**Exercise details:**
Across the entries below, work out how many lines contain "HttpClient". Respond with the number and no other text.

Collected data:
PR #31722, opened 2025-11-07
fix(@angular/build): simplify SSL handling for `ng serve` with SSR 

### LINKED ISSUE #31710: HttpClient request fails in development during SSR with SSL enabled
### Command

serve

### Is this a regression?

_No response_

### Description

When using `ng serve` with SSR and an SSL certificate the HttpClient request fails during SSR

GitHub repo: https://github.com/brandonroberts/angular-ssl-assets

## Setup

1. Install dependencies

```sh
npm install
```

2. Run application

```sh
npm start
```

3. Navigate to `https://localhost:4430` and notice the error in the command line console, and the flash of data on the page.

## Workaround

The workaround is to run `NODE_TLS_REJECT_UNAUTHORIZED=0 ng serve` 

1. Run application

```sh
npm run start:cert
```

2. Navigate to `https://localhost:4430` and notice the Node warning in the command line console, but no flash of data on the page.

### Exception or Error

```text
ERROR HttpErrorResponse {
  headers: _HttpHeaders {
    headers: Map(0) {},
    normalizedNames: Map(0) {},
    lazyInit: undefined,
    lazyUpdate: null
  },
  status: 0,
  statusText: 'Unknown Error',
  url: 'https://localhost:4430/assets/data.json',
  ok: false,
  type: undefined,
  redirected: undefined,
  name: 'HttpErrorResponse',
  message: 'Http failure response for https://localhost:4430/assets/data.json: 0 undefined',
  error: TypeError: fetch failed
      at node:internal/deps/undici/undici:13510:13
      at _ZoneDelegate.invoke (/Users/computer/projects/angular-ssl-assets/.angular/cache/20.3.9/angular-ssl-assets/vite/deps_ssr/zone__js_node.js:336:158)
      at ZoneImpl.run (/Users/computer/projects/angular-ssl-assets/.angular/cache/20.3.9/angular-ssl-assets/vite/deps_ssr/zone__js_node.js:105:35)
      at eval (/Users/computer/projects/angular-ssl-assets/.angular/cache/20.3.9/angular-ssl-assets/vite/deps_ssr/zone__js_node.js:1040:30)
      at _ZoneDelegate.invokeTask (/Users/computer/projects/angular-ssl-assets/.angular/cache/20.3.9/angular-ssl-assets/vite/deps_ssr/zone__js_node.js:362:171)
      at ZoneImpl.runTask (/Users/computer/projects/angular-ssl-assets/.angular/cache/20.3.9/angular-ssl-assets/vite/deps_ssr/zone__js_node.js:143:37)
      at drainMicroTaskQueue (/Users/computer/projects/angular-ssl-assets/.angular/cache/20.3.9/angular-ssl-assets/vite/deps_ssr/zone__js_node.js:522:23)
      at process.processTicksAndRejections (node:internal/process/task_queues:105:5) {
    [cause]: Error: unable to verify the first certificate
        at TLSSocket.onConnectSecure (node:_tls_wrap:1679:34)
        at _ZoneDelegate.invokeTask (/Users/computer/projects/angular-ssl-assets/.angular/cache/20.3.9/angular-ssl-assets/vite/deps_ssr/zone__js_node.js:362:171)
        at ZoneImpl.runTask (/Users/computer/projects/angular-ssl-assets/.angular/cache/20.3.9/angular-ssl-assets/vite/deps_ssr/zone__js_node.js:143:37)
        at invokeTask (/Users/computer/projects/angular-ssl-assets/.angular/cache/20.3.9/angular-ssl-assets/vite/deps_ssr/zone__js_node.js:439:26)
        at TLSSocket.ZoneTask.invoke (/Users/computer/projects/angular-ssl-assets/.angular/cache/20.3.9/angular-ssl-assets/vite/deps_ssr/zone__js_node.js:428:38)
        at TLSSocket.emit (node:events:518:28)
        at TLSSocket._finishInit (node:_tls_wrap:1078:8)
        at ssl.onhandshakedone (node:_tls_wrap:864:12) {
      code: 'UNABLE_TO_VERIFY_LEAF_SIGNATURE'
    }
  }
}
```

==

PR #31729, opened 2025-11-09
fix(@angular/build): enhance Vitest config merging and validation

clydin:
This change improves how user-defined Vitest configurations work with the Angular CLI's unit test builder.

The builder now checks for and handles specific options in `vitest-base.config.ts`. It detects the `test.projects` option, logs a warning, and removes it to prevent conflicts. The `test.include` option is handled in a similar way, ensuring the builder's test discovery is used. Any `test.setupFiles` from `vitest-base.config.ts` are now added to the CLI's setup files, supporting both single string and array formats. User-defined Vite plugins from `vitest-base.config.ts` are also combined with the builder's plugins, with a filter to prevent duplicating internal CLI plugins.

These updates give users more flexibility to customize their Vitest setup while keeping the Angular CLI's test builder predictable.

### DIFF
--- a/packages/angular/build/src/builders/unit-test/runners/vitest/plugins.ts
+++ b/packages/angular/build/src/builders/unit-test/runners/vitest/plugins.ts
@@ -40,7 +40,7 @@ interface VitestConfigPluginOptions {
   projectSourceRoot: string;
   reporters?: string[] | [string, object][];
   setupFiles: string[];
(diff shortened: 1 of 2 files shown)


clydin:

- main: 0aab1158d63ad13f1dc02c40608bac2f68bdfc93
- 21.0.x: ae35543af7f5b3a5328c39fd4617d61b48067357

**Response to this exercise:**
2